Absci already has partnerships with multiple pharmaceutical giants, including AstraZeneca, Almirall and Merck, and with AI chip titan Nvidia.

The MSK collaboration is different in that the institute is a nonprofit, versus a Big Pharma for-profit operation, said McClain. Because the commercialization of therapies can be enormous, Absci and Memorial Sloan Kettering plan to bring in a pharmaceutical partner to ultimately commercialize any drugs, said McClain, ideally after demonstrating a “proof of concept” on their own.

As for what targets the six drugs will go after, “I don’t think we know yet,” said Raskin. “We have to talk with our scientists and see what matches with what Absci thinks.”

Finding a cancer target is itself an intense task, noted McClain. Absci has resources to formulate novel antibodies from generative AI, but the company needs the expertise of scientists trained in hunting through the body’s drug receptors for worthwhile places to strike.

“A lot of GPCRs are emerging as novel targets,” he said, referring to “G protein-coupled receptors,” which are the largest family of receptors that are targeted by approved drugs.  

“If MSK does bring a novel GPCR, our platform is really well suited for that to be able to find an antibody that combines with that target,” what McClain calls “helping create the biology.”

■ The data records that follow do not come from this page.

PR #8563, opened 2025-02-04
[google_maps_flutter] Ground overlay support - platform impls

jokerttu:
This PR contains platform implementations for the ground overlays support (#8432).

Linked issue: https://github.com/flutter/flutter/issues/26479

## Pre-launch Checklist

- [x] I signed the [CLA].


ditman:
Looking at web stuff!

packages/google_maps_flutter/google_maps_flutter_android/android/src/main/java/io/flutter/plugins/googlemaps/Convert.java
```diff
@@ -849,6 +850,139 @@ static Tile tileFromPigeon(Messages.PlatformTile tile) {
...
+   *     overlay options.
+   * @param sink the GroundOverlaySink where the options will be set.
+   * @param assetManager An instance of Android's AssetManager, which provides access to any raw
+   *     asset files stored in the application's assets directory.
+   * @param density the density of the display, used to calculate pixel dimensions.
+   * @param wrapper the BitmapDescriptorFactoryWrapper to create BitmapDescriptor.
+   * @return the identifier of the ground overlay.
+   * @throws IllegalArgumentException if required fields are missing or invalid.
+   */
+  static String interpretGroundOverlayOptions(
```
stuartmorgan, line 866: The return and the parameters should get nullability annotations.

packages/google_maps_flutter/google_maps_flutter_android/android/src/main/java/io/flutter/plugins/googlemaps/Convert.java
```diff
@@ -849,6 +850,139 @@ static Tile tileFromPigeon(Messages.PlatformTile tile) {
...
+
+  /**
+   * Builds a PlatformDoublePair representing the anchor point for a GroundOverlay.
+   *
+   * @param groundOverlay the GroundOverlay object.
+   * @return the PlatformDoublePair representing the anchor point.
+   */
+  @VisibleForTesting
+  public static @NonNull Messages.PlatformDoublePair buildGroundOverlayAnchorForPigeon(
+      GroundOverlay groundOverlay) {
```
stuartmorgan, line 957: `@NonNull`

packages/google_maps_flutter/google_maps_flutter_android/android/src/test/java/io/flutter/plugins/googlemaps/GroundOverlaysControllerTest.java
```diff
@@ -0,0 +1,150 @@
...
+                .build()));
+    Mockito.verify(groundOverlay, times(1)).setTransparency(newTransparency);
+
+    controller.removeGroundOverlays(Collections.singletonList(googleGroundOverlayId));
+
+    Mockito.verify(groundOverlay, times(1)).remove();
+  }
+
+  // Helper method to generate 1x1 pixel base64 encoded png test image
+  private String generateBase64Image() {
```
stuartmorgan, line 131: This can be pulled out of the other file into a test helper file, rather than duplicating the code.

packages/google_maps_flutter/google_maps_flutter_ios/ios/Classes/FGMGroundOverlayController.h
```diff
@@ -0,0 +1,64 @@
...
+@property(strong, nonatomic) GMSGroundOverlay *groundOverlay;
+
+/// Whether ground overlay is created with bounds or position.
+@property(nonatomic, assign, getter=isCreatedWithBounds) BOOL createdWithBounds;
+
+/// Zoom level when ground overlay is initialized with position.
+@property(nonatomic, strong, nullable) NSNumber *zoomLevel;
+
+/// Initializes an instance of this class with a GMSGroundOverlay, a map view, and identifier.
+- (instancetype _Nullable)initWithGroundOverlay:(GMSGroundOverlay *)groundOverlay
```
stuartmorgan, line 28: Does `nullable instancetype` not work? (I can never remember the exact set of cases where `nullable` doesn't work).

packages/google_maps_flutter/google_maps_flutter_ios/lib/src/google_map_inspector_ios.dart
```diff
@@ -103,6 +104,60 @@ class GoogleMapsInspectorIOS extends GoogleMapsInspectorPlatform {
...
+      return null;
+    }
+
+    // Create dummy image to represent the image of the ground overlay.
+    final BytesMapBitmap dummyImage = BytesMapBitmap(
+      Uint8List.fromList(<int>[0]),
+      bitmapScaling: MapBitmapScaling.none,
+    );
+
+    if (groundOverlayInfo.position != null) {
```
stuartmorgan, line 127: Nit: If you make locals for `groundOverlay.position` and `groundOverlay.bounds` just before the if block, and use the locals everywhere after that (including the conditions), you won't need most of the force-unwraps below.

stuartmorgan (commented):
Android and iOS LGTM; I did a full review of both. Please wait for @ditman's review covering web before landing though.

stuartmorgan:
(@ash-google Feel free to review as well, I just had already looked over the mobile platforms in the main PR so I went ahead and did a review here to cover those.)

packages/google_maps_flutter/google_maps_flutter_ios/ios/Classes/FGMGroundOverlayController.h
jokerttu: removed nullable annotation, as the function never returns null instance

jokerttu: I removed the nullable annotation from these instance initialisations as they do not explicitly return nil.
There isn't any handling for null instances on code either.
I would assume that `self = [super init];` returns instance, and if not, something is really broken.

packages/google_maps_flutter/google_maps_flutter_android/android/src/main/java/io/flutter/plugins/googlemaps/Convert.java
```diff
@@ -849,6 +850,139 @@ static Tile tileFromPigeon(Messages.PlatformTile tile) {
...
+    if (groundOverlay.getAnchor() != null) {
+      sink.setAnchor(
+          groundOverlay.getAnchor().getX().floatValue(),
+          groundOverlay.getAnchor().getY().floatValue());
+    }
+    sink.setBearing(groundOverlay.getBearing().floatValue());
+    sink.setClickable(groundOverlay.getClickable());
+    sink.setImage(toBitmapDescriptor(groundOverlay.getImage(), assetManager, density, wrapper));
+    if (groundOverlay.getPosition() != null) {
+      assert groundOverlay.getWidth() != null;
```
ash-google, line 884: This should have an assertion message indicating why it is required or at least log an error saying that width is required.

packages/google_maps_flutter/google_maps_flutter_android/android/src/main/java/io/flutter/plugins/googlemaps/Convert.java
```diff
@@ -849,6 +850,139 @@ static Tile tileFromPigeon(Messages.PlatformTile tile) {
...
+    // Calculate normalized latitude.
+    double height = bounds.northeast.latitude - bounds.southwest.latitude;
+    double normalizedLatitude = 1.0 - ((position.latitude - bounds.southwest.latitude) / height);
+
+    // Calculate normalized longitude.
+    // For longitude, if the bounds cross the antimeridian (west > east),
+    // adjust the width accordingly.
+    double west = bounds.southwest.longitude;
+    double east = bounds.northeast.longitude;
+    double width = (west <= east) ? (east - west) : (360.0 - (west - east));
```
ash-google, line 973: Can we extract these constants into local constants with good naming so it's easier to understand why we need these magic numbers?

ash-google (approved):

ash-google:
Did a second look over Android and LGTM. Let's wait for @ditman for web.

jokerttu:
There is some crash issues on Android integration tests: [Linux_android android_device_tests_shard_1 master](https://github.com/flutter/packages/pull/8563/checks?check_run_id=36954136393)
Haven't been able to re-produce the crash issue (with same sdk version as tests are runned). Not yet sure if these crashes are related to ground overlay implementation or not.

stuartmorgan:
> There is some crash issues on Android integration tests: [Linux_android android_device_tests_shard_1 master](https://github.com/flutter/packages/pull/8563/checks?check_run_id=36954136393)

It's https://github.com/flutter/flutter/issues/159731. We're seeing flare-ups of this on other PRs that touch maps, so I don't think it's related. We've seen spikes in this crash in our CI before, potentially due to server-side changes in Google Maps.

packages/google_maps_flutter/google_maps_flutter_android/android/src/main/java/io/flutter/plugins/googlemaps/Convert.java
jokerttu: @ash-google is this what you were looking for? https://github.com/flutter/packages/pull/8563/commits/cdf4d25920131a6bce4ed5f21f2c1b3883c20dfe

matijakevic:
I tested this implementation a bit on Android. Unfortunately, I ran into an issue which occurs when ground overlay images change quickly (<250ms interval). This results in a quick but noticeable black flicker.

The images are stored in-memory as `Uint8List` and loaded through `BytesMapBitmap`.

The `GroundOverlay` has the same unchanging `groundOverlayId` all the time, only the image is changing.

I am not sure what causes this, maybe the thread that updates the ground overlays doesn't manage to decode bitmaps from raw data quickly enough?

I attached a video demonstrating this on Xiaomi 12T. Maybe I could try creating minimal reproducible example if needed.


https://github.com/user-attachments/assets/d048c9be-7aa0-4971-b0c4-8a6138257c67

packages/google_maps_flutter/google_maps_flutter_android/android/src/main/java/io/flutter/plugins/googlemaps/Convert.java
```diff
@@ -849,6 +850,137 @@ static Tile tileFromPigeon(Messages.PlatformTile tile) {
...
+    if (groundOverlay.getAnchor() != null) {
+      sink.setAnchor(
+          groundOverlay.getAnchor().getX().floatValue(),
+          groundOverlay.getAnchor().getY().floatValue());
+    }
+    sink.setBearing(groundOverlay.getBearing().floatValue());
+    sink.setClickable(groundOverlay.getClickable());
+    sink.setImage(toBitmapDescriptor(groundOverlay.getImage(), assetManager, density, wrapper));
+    if (groundOverlay.getPosition() != null) {
+      assert groundOverlay.getWidth() != null
```
reidbaker, line 884: By default asserts are stripped in java. If you want to check this value then you will need to throw an exception or log or do some other form of error handling.

packages/google_maps_flutter/google_maps_flutter_android/android/src/main/java/io/flutter/plugins/googlemaps/Convert.java
```diff
@@ -849,6 +850,137 @@ static Tile tileFromPigeon(Messages.PlatformTile tile) {
...
+   * @param isCreatedWithBounds indicates if the GroundOverlay was created with bounds.
+   * @return the converted PlatformGroundOverlay object.
+   */
+  static @NonNull Messages.PlatformGroundOverlay groundOverlayToPigeon(
+      @NonNull GroundOverlay groundOverlay,
+      @NonNull String groundOverlayId,
+      boolean isCreatedWithBounds) {
+
+    // Dummy image is used as image is required field of PlatformGroundOverlay and converting image
+    // back to image descriptor is not currently supported.
```
reidbaker, line 910: Can you add a link to what layer of the stack does not support this functionality? Also why is it safe to use a dummy image?

packages/google_maps_flutter/google_maps_flutter_android/android/src/test/java/io/flutter/plugins/googlemaps/ConvertTest.java
```diff
@@ -665,33 +660,124 @@ public void ConvertInterpretHeatmapOptionsReturnsCorrectData() {
...
+    when(mockGroundOverlay.getBearing()).thenReturn(50f);
+    when(mockGroundOverlay.getTransparency()).thenReturn(0.6f);
+    when(mockGroundOverlay.getZIndex()).thenReturn(7f);
+    when(mockGroundOverlay.isVisible()).thenReturn(true);
+    when(mockGroundOverlay.isClickable()).thenReturn(false);
+
+    Messages.PlatformGroundOverlay result =
+        Convert.groundOverlayToPigeon(mockGroundOverlay, "overlay_1", false);
+
+    Assert.assertEquals("overlay_1", result.getGroundOverlayId());
```
reidbaker, line 715: Consider extracting a helper method that takes a actual ground overlay object and expected values and handles the assertions for equals. It would make new tests easier to write/review.

packages/google_maps_flutter/google_maps_flutter_android/example/integration_test/google_maps_tests.dart
```diff
@@ -21,6 +20,7 @@ const double _kInitialZoomLevel = 5;
 const CameraPosition _kInitialCameraPosition =
     CameraPosition(target: _kInitialMapCenter, zoom: _kInitialZoomLevel);
 const String _kCloudMapId = '000000000000000'; // Dummy map ID.
+const double _floatTolerance = 1e-8;
```
reidbaker, line 23: Can you add a comment for why this value was chosen?

packages/google_maps_flutter/google_maps_flutter_android/example/integration_test/google_maps_tests.dart
```diff
@@ -995,7 +995,7 @@ void googleMapsTests() {
   },
       // TODO(cyanglaz): un-skip the test when we can test this on CI with API key enabled.
       // https://github.com/flutter/flutter/issues/57057
-      skip: Platform.isAndroid);
+      skip: true);
```
reidbaker, line 998: Did you mean to skip this for all platforms? if so should it be deleted instead?

packages/google_maps_flutter/google_maps_flutter_android/example/lib/ground_overlay.dart
```diff
@@ -0,0 +1,325 @@
...
+
+  void _onGroundOverlayTapped() {
+    _changePosition();
+  }
+
+  void _setBearing() {
+    assert(_groundOverlay != null);
+    setState(() {
+      _groundOverlay = _groundOverlay!.copyWith(
+          bearingParam: _groundOverlay!.bearing >= 350
```
reidbaker, line 135: Can you add a comment explaining where these magic numbers come from? 
I believe this is just bumping the bearing 10 degrees  and making sure we dont go over 360 but  that is after reading the whole pr.

packages/google_maps_flutter/google_maps_flutter_android/android/src/main/java/io/flutter/plugins/googlemaps/Convert.java
jokerttu: This is used only by inpector api, for testing purposes. App facing widget stores groundoverlays on dart implementation, and there is no real reason to fetch the data back.
Image is mandatory field on PlatformGroundOverlay (and it should be kept non-nullable), therefore image must be set for the object.
The image is description either contains set of bytes, or path to asset. This info is converted to format google maps uses (BitmapDescription), and the original data is not stored on native code.
So converting read and possibly rescaled asset bitmap back orginal instruction with asset url is not currently possible without storing the original PlatformImageDescriptor to memory; which is not optimal.
Therefore using dummy image here should be fine?

packages/google_maps_flutter/google_maps_flutter_android/example/integration_test/google_maps_tests.dart
jokerttu: No, this was committed by accident. Not related to this PR.

stuartmorgan: This is a legacy of this file starting its life as a copy of the integration tests in `google_maps_flutter`. In the context of `google_maps_flutter_android`, `Platform.isAndroid` is just a confusing way of writing `true`, so this change was good.

> if so should it be deleted instead?

I would prefer we keep it, because of the TODO above. We are starting to see features that do not work without an API key, so we will need to fix the CI limitation at some point. (I was working on it with infra folks a while ago, but that got derailed.)

packages/google_maps_flutter/google_maps_flutter_android/example/integration_test/google_maps_tests.dart
jokerttu: Done

packages/google_maps_flutter/google_maps_flutter_android/example/lib/ground_overlay.dart
jokerttu: Is this ok?

packages/google_maps_flutter/google_maps_flutter_android/example/integration_test/google_maps_tests.dart
jokerttu: This is true; but already reverted this change before I saw @stuartmorgan:n comment about this, as this was chore change, not related to ground overlay at all. I can commit this back, if it is ok to have unrelated changes in the PR as well.

stuartmorgan: It's fine either way; if you've already reverted it don't worry about adding it back unless you feel like it.

reidbaker (approved):

jokerttu:
I'll address review comments made to main PR by @reidbaker later this week: https://github.com/flutter/packages/pull/8432#pullrequestreview-2638465717
This is still waiting review from @ditman as well.

packages/google_maps_flutter/google_maps_flutter_android/android/src/main/java/io/flutter/plugins/googlemaps/Convert.java
reidbaker: Thanks this helps answer my question. Consider putting a shorter version of that in the code. 

Maybe something like "Image is mandatory field on PlatformGroundOverlay (and it should be kept non-nullable), therefore image must be set for the object. The image is description either contains set of bytes, or path to asset. This info is converted to format google maps uses (BitmapDescription), and the original data is not stored on native code."

stuartmorgan (commented):
I took a look at web since I'm not sure when @ditman will have time. Mostly it seems straightforward, but I have a couple of questions.

packages/google_maps_flutter/google_maps_flutter_android/example/lib/ground_overlay.dart
jokerttu: https://github.com/flutter/packages/pull/8563/files#diff-db70730aaecef994ff31ac3529c7fc25e0a68e0c17c0d2ccba0ae429efc3a2c4R134-R135

stuartmorgan (approved):
Web LGTM

jokerttu:
@reidbaker are you going to check the changed made addressing these (on this PR and also mirrored to original app facing PR) https://github.com/flutter/packages/pull/8432#pullrequestreview-2638465717
or is the earlier approval still valid?

reidbaker:
Thanks for asking, @ash2moon's approval for android is good enough for me. Thank you for this change.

The collaboration, should it produce definitive clinical data, could be an important proof given there has not been substantial clinical evidence to date of AI’s usefulness. “There are some small-molecule companies out there that will have Phase II [clinical trial] readouts,” said McClain. “But in terms of antibodies, these will be some of the first that hit the clinic.”

Absci has shown early proof that generative AI can design novel antibodies that bind to cancer targets. In March, Absci reported development of novel antibodies against what’s called “human epidermal growth factor receptor 2,” or HER2, a human oncogene that has been linked to some forms of breast cancer. 

The AI model had been fed no data on existing, successful antibodies against HER2, and no explicit information about how to successfully attach to — or “bind” to — HER2. 

Absci’s lead drug candidate in its pipeline, ABS-101, is a treatment for irritable bowel disease. The novel antibody, developed using gen AI, binds to the TL1A protein in immune cells whose over-expression has been linked to a variety of inflammatory autoimmune diseases. The antibody was developed from scratch in just fourteen months and at a cost of less than $5 million, McClain emphasized. 

ABS-101 is expected to begin Phase I clinical trials next year. Another project, ABS-301, is an undisclosed “immune-oncology” target that has been validated by Absci internally.

“You are starting to see these AI-generated antibodies and small molecules make it into the clinic,” said McClain.

Given concerns over privacy of patient data, it’s important that there is a separation between MSK’s patient data and Absci’s AI model training. 

“We’ll use their data and expertise to select the cancer target to go after, and then we’ll use our model to genre the antibody,” said McClain. “We’re not planning on using MSk data to train our models, we’re going to be generating that data in-house, using that for training — so, it’ll be completely separate and firewalled from that perspective.”